- Problem details:
When the line containing "Yes, that's my" is reached, include it and end there; set down verbatim every line before it, starting at the top of the records.

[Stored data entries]
═══
PR #235, opened 2018-06-13
pom cleanup

lintool:
I went through and removed all the dependencies that weren't needed to clean up the repo.


Peilin-Yang:
Is there any plan to change the version from `snapshot` to `release`?
We can leverage github's `release` to mark milestones....
It will be useful for, for example, regression test.

lintool:
Yes, that's my plan - once we get the repo to a reasonable shape, I'd like to cut an official first release.

PR #392, opened 2018-08-09
fix search runtag arg

Peilin-Yang:
Currently the `runtag` search arg does not work properly. 
As we need this for TREC submission this PR fixes this issue.


lintool:
Do we really want to append all the metadata? Let's just use the runtag submitted on the cmdline verbatim?

PR #393, opened 2018-08-09
Remove -optimize option for regression test

Peilin-Yang:


lintool:
Why have tests failed?

PR #394, opened 2018-08-10
Refactor dumpRawDoc in IndexUtils

Peilin-Yang:
Context: I encountered file quota issue when dumping too many docs.
The new design discards the support for dumping as archival.
Instead, we leverage multi-threading to dump docs to a directory with each thread dump one doc.
Users can then feel free to archive and/or compress by themselves.

### DIFF
--- a/src/main/java/io/anserini/index/IndexUtils.java
+++ b/src/main/java/io/anserini/index/IndexUtils.java
@@ -355,17 +355,20 @@ public class IndexUtils {
       LOG.info("Create dump directory failed: "+ outputDir);
       return;
     }
+    
     final class DumpThread extends Thread {
       final private IndexReader reader;
       final private String docid;
       final private String outputDir;
       final private boolean prependDocid;
+      
       public DumpThread(IndexReader reader, String docid, String outputDir, boolean prependDocid) throws IOException {
         this.reader = reader;
         this.docid = docid;
         this.outputDir = outputDir;
         this.prependDocid = prependDocid;
       }
+      
       @Override
       public void run() {
         try {
@@ -383,6 +386,7 @@ public class IndexUtils {
         }
       }
     }
+    
     List<String> docids = new ArrayList<>();
     String docid;
     while ((docid = bRdr.readLine()) != null) {


lintool:
This seems like a good use case for `io.anserini.util.MapCollections`? I've been refactoring that to make more useful... perhaps opportunity to try out?

Processing collections in parallel on multiple threads requires boilerplate... we shouldn't write more than once?

lintool:
Oh actually, I take it back. You're mapping over the _index_, not the _collection_. nm.

src/main/java/io/anserini/index/IndexUtils.java
```diff
@@ -342,37 +348,69 @@ public void dumpRawDocuments(String reqDocidsPath, boolean prependDocid) throws
...
-      if (doc == null) {
-        throw new NotStoredException("Raw documents not stored!");
+    
+    String outputDir = Paths.get(reqDocidsPath).getFileName()+"_rawdocs.dump";
+    boolean mkdirStatus = new File(outputDir).mkdirs();
+    if (!mkdirStatus) {
+      LOG.info("Create dump directory failed: "+ outputDir);
+      return;
+    }
+    final class DumpThread extends Thread {
```
lintool: newline above.

src/main/java/io/anserini/index/IndexUtils.java
```diff
@@ -342,37 +348,69 @@ public void dumpRawDocuments(String reqDocidsPath, boolean prependDocid) throws
...
+      final private IndexReader reader;
+      final private String docid;
+      final private String outputDir;
+      final private boolean prependDocid;
+      public DumpThread(IndexReader reader, String docid, String outputDir, boolean prependDocid) throws IOException {
```
lintool: newline

src/main/java/io/anserini/index/IndexUtils.java
```diff
@@ -342,37 +348,69 @@ public void dumpRawDocuments(String reqDocidsPath, boolean prependDocid) throws
...
+        this.prependDocid = prependDocid;
       }
-      TarArchiveEntry tarEntry = new TarArchiveEntry(new File(docid));
-
-      byte[] bytesOut = doc.stringValue().getBytes(StandardCharsets.UTF_8);
-      tarEntry.setSize(bytesOut.length + (prependDocid ? String.format("<DOCNO>%s</DOCNO>\n", docid).length() : 0));
-      tOut.putArchiveEntry(tarEntry);
-      if (prependDocid) {
-        tOut.write(String.format("<DOCNO>%s</DOCNO>\n", docid).getBytes());
+      @Override
```
lintool: newline

src/main/java/io/anserini/index/IndexUtils.java
```diff
@@ -342,37 +348,69 @@ public void dumpRawDocuments(String reqDocidsPath, boolean prependDocid) throws
...
+      public void run() {
+        try {
+          Document d = reader.document(convertDocidToLuceneDocid(docid));
+          IndexableField doc = d.getField(LuceneDocumentGenerator.FIELD_RAW);
+          if (doc == null) {
+            LOG.error("Raw documents not stored: " + docid);
```
lintool: This should be an exception that bombs out of the util, no?
Without the docs stored you really can't do anything...

src/main/java/io/anserini/index/IndexUtils.java
```diff
@@ -342,37 +348,69 @@ public void dumpRawDocuments(String reqDocidsPath, boolean prependDocid) throws
...
       }
-      tOut.write(bytesOut);
-      tOut.closeArchiveEntry();
-
-      if (counter % 100000 == 0) {
-        LOG.info(counter + " files have been dumped.");
+    }
+    List<String> docids = new ArrayList<>();
+    String docid;
+    while ((docid = bRdr.readLine()) != null) {
```
lintool: Isn't there some higher-level util that reads all lines in from a file in one call?

PR #395, opened 2018-08-10
Change axiomatic ranking model's to 0.5

Peilin-Yang:
I just found `f2exp.s` and `f2log.s` were 0.25 where they should be 0.5


lintool:
Can you explain a bit more? Does this change regressions? etc.?

PR #396, opened 2018-08-10
Refactoring of MapCollections and doc counter

lintool:
Cleaned up and simplified code; adopted more functional style.


src/main/java/io/anserini/util/MapCollections.java
```diff
@@ -98,50 +101,22 @@ private MapThread(DocumentCollection collection, Path inputFile) {
...
-          numMapped++;
-        }
+        // We're calling these records because the documents may not in indexable.
+        AtomicInteger records = new AtomicInteger();
+        try {
+          iter.forEachRemaining(d -> {
+            mapper.process(d, context);
+            records.incrementAndGet();
+          });
+        } catch (NoSuchElementException e) {}
```
borislin: Se we are not catching `RuntimeException` here?

src/main/java/io/anserini/util/mapper/CountDocumentMapper.java
```diff
@@ -27,48 +27,16 @@
...
-     */
-    public AtomicLong errors = new AtomicLong();
-  }
-
-  private final Counters counters;
+  private CountDocumentMapperContext counters;
   private final Set whitelistDocids;
 
-  public CountDocumentMapper(MapCollections.Args args) throws Exception {
+  public CountDocumentMapper(MapCollections.Args args)
```
borislin: Put these two lines on one line?

src/main/java/io/anserini/util/mapper/CountDocumentMapper.java
```diff
@@ -78,53 +46,32 @@ public CountDocumentMapper(MapCollections.Args args) throws Exception {
...
   }
 
-  public boolean process(SourceDocument d) {
-    if (!d.indexable()) {
-      incrementUnindexable();
-      return false;
+  @Override
+  public void process(SourceDocument doc, DocumentMapperContext context) {
+    if (!doc.indexable()) {
+      ((CountDocumentMapperContext) context).unindexable.incrementAndGet();
```
borislin: Simplify code by using `counters` instead of `((CountDocumentMapperContext) context)`? And I think the meaning is more clear...

src/main/java/io/anserini/util/mapper/CountDocumentMapper.java
```diff
@@ -78,53 +46,32 @@ public CountDocumentMapper(MapCollections.Args args) throws Exception {
...
+      return;
     }
 
-    if (whitelistDocids != null && !whitelistDocids.contains(d.id())) {
-      incrementSkipped();
-      return false;
+    if (whitelistDocids != null && !whitelistDocids.contains(doc.id())) {
+      ((CountDocumentMapperContext) context).skipped.incrementAndGet();
```
borislin: Simplify code by using `counters` instead of `((CountDocumentMapperContext) context)`? And I think the meaning is more clear...

src/main/java/io/anserini/util/mapper/CountDocumentMapper.java
```diff
@@ -78,53 +46,32 @@ public CountDocumentMapper(MapCollections.Args args) throws Exception {
...
+      return;
     }
 
-    incrementIndexed();
-    return true;
+    ((CountDocumentMapperContext) context).processed.incrementAndGet();
```
borislin: Simplify code by using `counters` instead of `((CountDocumentMapperContext) context)`? And I think the meaning is more clear...

src/main/java/io/anserini/util/MapCollections.java
lintool: okay, will do.

lintool: Actually, I just noticed, there's another catch block below:
```
catch (Exception e) {
        LOG.error(Thread.currentThread().getName() + ": Unexpected Exception:", e);
      }
```
This will catch all exceptions for this file segment, so I think we're good.

src/main/java/io/anserini/util/mapper/CountDocumentMapper.java
lintool: +1

src/main/java/io/anserini/util/mapper/CountDocumentMapper.java
lintool: For generality, I actually want the access the counter through the context. Rationale:  I want to test the generality of the `process` method signature - all the data structures the mapper needs access to should be accessible without referencing anything external.

src/main/java/io/anserini/util/mapper/CountDocumentMapper.java
lintool: Same response as above + below.

lintool:
@borislin let me know what you think!

src/main/java/io/anserini/util/MapCollections.java
borislin: I think we can remove this `try...catch...` block after #399 is merged.

PR #401, opened 2018-08-12
Cleaned up top-level regression docs

lintool:
Added CAR17, few other minor tweaks.


lintool:
I just copied the timestamps from the Git commit logs. -4 is east coast, -7 is west coast, I think. Git take local settings?

Issue #402, opened 2018-08-12
Wrong description of parameter options (topic v.s. topics) for experiments on trec collections


lukuang:
Hi,

I tried to run experiments using the provided commands on [gov2](https://github.com/castorini/Anserini/blob/master/docs/experiments-gov2.md) and [robust04](https://github.com/castorini/Anserini/blob/master/docs/experiments-robust04.md). However, the parameter options of performing retrieval seem to be wrong. Instead of "-topics", the commands listed on the above links use "-topic" instead.

Peilin-Yang:
merged as #405

PR #405, opened 2018-08-13
Fix experiments docs generation error #402

Peilin-Yang:
`-topics` instead of `-topic`


lintool:
hey @Peilin-Yang I'm a bit confused - the code that generates the doc _isn't_ the same that actually runs the commands? Otherwise how can we generate non-valid run commands?

Peilin-Yang:
@lintool no, they are different.
The docs are generated with testing code while the actual tests are fired from the python script.

lintool:
okay I see - merge once CI turns green...

Issue #403, opened 2018-08-13
Refactor WashingtonPostCollection


Peilin-Yang:
Current implementation is a bit problematic: 
Currently the [WashingtonPostCollection](https://github.com/castorini/Anserini/blob/master/src/main/java/io/anserini/collection/WashingtonPostCollection.java)'s `next` method returns an object that contains only three fields: `id`, `publishedDate` and `content`. This object largely loses the original structure of the document which makes some use cases difficult to implement. For example, for News Track which uses the same corpus, we need filter out "Opinion", "Letters to the Editor", or "The Post's View" sections, as labeled in the "kicker" field b/c these documents are non-relevant and this is explicitly said in the guideline.  Ideally, these documents could be easily filtered by specifying a boolean query filter but without indexing the "kicker" field it is impossible to do so. 

I think we should index the `WashingtonPostCollection` the similar way with what `TweetCollection` does. That is, for `WashingtonPostCollection` we should return the original document with only necessary preprocessing. Then adding a `WashingtonPostGenerator` to index the required fields.

Peilin-Yang:
Merged as #408

PR #408, opened 2018-08-14
Refactor WashingtonPost Collection Indexing

Peilin-Yang:
Please see #403 for details.

This PR adds the `WapoGenerator` where the actual contents are parsed.
Now the `WashingtonPostCollection` is mainly a Json adaptor and it sends the raw Json object to `WapoGenerator`.

### DIFF
--- a/src/main/java/io/anserini/index/generator/WapoGenerator.java
+++ b/src/main/java/io/anserini/index/generator/WapoGenerator.java
@@ -1,0 +1,135 @@
+/**
+ * Anserini: An information retrieval toolkit built on Lucene
+ *
+ * Licensed under the Apache License, Version 2.0 (the "License");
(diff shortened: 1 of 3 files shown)


src/main/java/io/anserini/index/generator/WapoGenerator.java
```diff
@@ -0,0 +1,143 @@
+/**
```
lintool: I know it's long a verbose, but consider renaming `WashingtonPostDocumentGenerator`?

lintool:
@borislin I'm not familiar with this code, can you please review?

Also, @Peilin-Yang please verify regressions pass? Now that we have lots of regressions, be specific about which ones you ran? Thanks!

PR #411, opened 2018-08-16
Adding code for TREC2018 News Track Background Linking task runs

Peilin-Yang:
This task is a bit different from other adhoc/web tasks where the query of this task is actually a document id instead of one or multiple terms.
I basically changed three places to accommodate the task:
1. Create the `NewsTrackBLTopicReader` where it reads the query document id and applies different strategies to generate the actual query terms. The strategies include: 
    1) extract high tf-idf terms with the weights from the document
    2) extract the terms as their original order from the document and applies SDM
    3) extract the unweighted high tf-idf terms and applies Axiomatic Reranking
    4) Similar to ii, but on paragraph level. The final result is the generated by picking the results from the paragraph queries in a round-robin fashion. 
    5) Similar to iii, but on paragraph level. The final result is the generated by picking the results from the paragraph queries in a round-robin fashion. 
2. Create the function `searchNewsBackground` in `SearchCollection.java` in order to deal with the non-trivial processing of the task.
3. Create `NewsTrackBLReranker` where it can remove the duplicated results as per task requirement.


src/main/java/io/anserini/rerank/lib/NewsTrackBLReranker.java
```diff
@@ -0,0 +1,139 @@
+/**
```
lintool: How about `NewsBackgroundLinkingReranker`?

src/main/java/io/anserini/rerank/lib/NewsTrackBLReranker.java
```diff
@@ -0,0 +1,139 @@
...
+import io.anserini.rerank.Reranker;
+import io.anserini.rerank.RerankerContext;
+import io.anserini.rerank.ScoredDocuments;
+import io.anserini.search.topicreader.NewsTrackBLTopicReader;
+import org.apache.lucene.document.Document;
+import org.apache.lucene.index.IndexReader;
+import org.apache.lucene.index.Terms;
+import org.apache.lucene.index.TermsEnum;
+
+import java.util.*;
```
lintool: Let's avoid wildcard imports?

src/main/java/io/anserini/search/SearchCollection.java
```diff
@@ -238,10 +236,89 @@ public void close() throws IOException {
     }
 
     List<String> queryTokens = AnalyzerUtils.tokenize(analyzer, queryString);
-    RerankerContext context = new RerankerContext<>(searcher, qid, query, queryString, queryTokens, null, args);
+    RerankerContext context = new RerankerContext<>(searcher, qid, query, null, queryString, queryTokens, null, args);
 
     return cascade.run(ScoredDocuments.fromTopDocs(rs, searcher), context);
   }
+  
+  public<K> ScoredDocuments searchNewsBackground(IndexSearcher searcher, K qid, String queryString)
```
lintool: let's make the terminology consistent?
above you called it "BL"... here it's something different.
I propose "BackgroundLinking"

src/main/java/io/anserini/search/topicreader/NewsTrackBLTopicReader.java
```diff
@@ -0,0 +1,275 @@
+/**
```
lintool: Same comment on naming.

lintool:
Just a quick review for now...

@Kytabyte comments?

src/main/java/io/anserini/rerank/lib/NewsBackgroundLinkingReranker.java
```diff
@@ -0,0 +1,144 @@
...
+import java.util.List;
+import java.util.HashSet;
+import java.util.Set;
+import java.util.HashMap;
+import java.util.Map;
+
+import static io.anserini.index.generator.LuceneDocumentGenerator.FIELD_BODY;
+import static io.anserini.index.generator.LuceneDocumentGenerator.FIELD_ID;
+
+
```
lintool: extra space

src/main/java/io/anserini/rerank/lib/NewsBackgroundLinkingReranker.java
```diff
@@ -0,0 +1,144 @@
...
+/*
+* TREC News track Background Linking task postprocessing.
+* Near-duplicate documents (similar/same with the query docid) will be removed by comparing
```
lintool: track -> Track?

src/main/java/io/anserini/rerank/lib/NewsBackgroundLinkingReranker.java
```diff
@@ -0,0 +1,144 @@
...
+    final Map<String, Long> queryTermsMap = convertDocVectorToMap(reader, queryDocId);
+    
+    List<Map<String, Long>> docsVectorsMap = new ArrayList<>();
+    for (int i = 0; i < docs.documents.length; i++) {
+      String docid = docs.documents[i].getField(FIELD_ID).stringValue();
+      docsVectorsMap.add(convertDocVectorToMap(reader, docid));
+    }
+    
+    // remove the duplicates: 1. the same doc with the query doc 2. duplicated docs in the results
+    Set<Integer> forbiddenDocIdsIndex = new HashSet<>();
```
lintool: "forbidden" sounds scary... how about just "duplicates"?

src/main/java/io/anserini/rerank/lib/NewsBackgroundLinkingReranker.java
```diff
@@ -0,0 +1,144 @@
...
+      }
+    }
+  
+    return scoredDocs;
+  }
+  
+  private Map<String, Long> convertDocVectorToMap(IndexReader reader, String docid) {
+    Map<String, Long> m = new HashMap<>();
+    try {
+      Terms terms = reader.getTermVector(NewsBackgroundLinkingTopicReader.convertDocidToLuceneDocid(reader, docid), FIELD_BODY);
```
lintool: I think this line is too long?

src/main/java/io/anserini/rerank/lib/NewsBackgroundLinkingReranker.java
```diff
@@ -0,0 +1,144 @@
...
+        long tf = it.totalTermFreq();
+        m.put(term, tf);
+      }
+    } catch (Exception e) {
+      e.printStackTrace();
+    }
+    return m;
+  }
+  
+  private double dotProduct(Map<String, Long> profile1, Map<String, Long> profile2) {
```
lintool: we have similar methods in `io.anserini.util.FeatureVector` - does it make sense to combine functionality?

src/main/java/io/anserini/rerank/RerankerContext.java
```diff
@@ -27,16 +27,18 @@
...
   private final Query filter;
   private final SearchArgs searchArgs;
 
-  public RerankerContext(IndexSearcher searcher, K queryId, Query query, String queryText,
+  public RerankerContext(IndexSearcher searcher, K queryId, Query query, String queryDocId, String queryText,
       List<String> queryTokens, Query filter, SearchArgs searchArgs) throws IOException {
     this.searcher = searcher;
     this.query = query;
     this.queryId = queryId;
+    this.queryDocId = queryDocId;
```
lintool: what exactly the is the queryDocId here?
We should be careful to add to `RerankerContext`... it's getting pretty bloated...

Peilin-Yang: Yes. 
So for News BL Track, the query is actually a docid and the task is to find the background news for that docid (news). There is also a query id from which the query docid is probably part of the ranking list.
It is probably wise to keep queryId, queryDocId and queryString at the same time.  
For example, the guideline explicitly states that duplicated results will be judged as non-relevant. So for the post-processing (implement as reranking) probably includes the comparison and dedup which requires the raw doc retrieved by queryDocId.

Issue #404, opened 2018-08-13
Adding capability to index multiple fields


Peilin-Yang:
Currently, it is impossible to index fields other than `contents` for most of the collections.
However, such functionality is desirable for LTR, Background linking and other use cases. 

With the help of Lucene's native fielded indexing, it is possible to add this functionality at the Generators.

lintool:
Really old issue... but we've made progress: https://github.com/castorini/pyserini/blob/master/docs/experiments-elastic.md

Closing for now.

PR #418, opened 2018-08-23
Adding the capability to adding fields other than `id` and `contents`

Peilin-Yang:
In this PR, I create the framework to add fields other than `id` and `contents`.
The implementation leaves the specific fields to the collections, i.e., what fields are supported should be decided by each collection and the type of the fields are also finalized in the collection.
Then the additional list of fields are passed to the generator to be added into Lucene Documents. 

Also, as the part of this PR I've added 4 fields `url`, `title`, `anchor_text` and `html_body` to ClueWeb collections.

### DIFF
--- a/docs/experiments-trec2018.md
+++ b/docs/experiments-trec2018.md
@@ -104,6 +104,22 @@ The above commands generate _ALL_ results we have put in the notebook paper. To 
 TBD
 ```
 
+### Task 3: Web Track 2014
+
+Steps to deterministically reproduce the results:
+
+#### Get code and data:
+```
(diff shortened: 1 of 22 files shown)


mrnolte:
Hey guys,
are there any updates on this pull request and issue #404?
That feature would be really appreciated.
Cheers,
Robin

lintool:
hi @Peilin-Yang we never merged this (for whatever reason) and it's gone out of date... what do you want to do? should we close it for now and reopen when we have the need?

lintool:
Closing, since there are too many conflicts to merge cleanly... we'll have to reimplement when we need these features...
═══
- Result for this exercise:
PR #235, opened 2018-06-13
pom cleanup

lintool:
I went through and removed all the dependencies that weren't needed to clean up the repo.


Peilin-Yang:
Is there any plan to change the version from `snapshot` to `release`?
We can leverage github's `release` to mark milestones....
It will be useful for, for example, regression test.

lintool:
Yes, that's my plan - once we get the repo to a reasonable shape, I'd like to cut an official first release.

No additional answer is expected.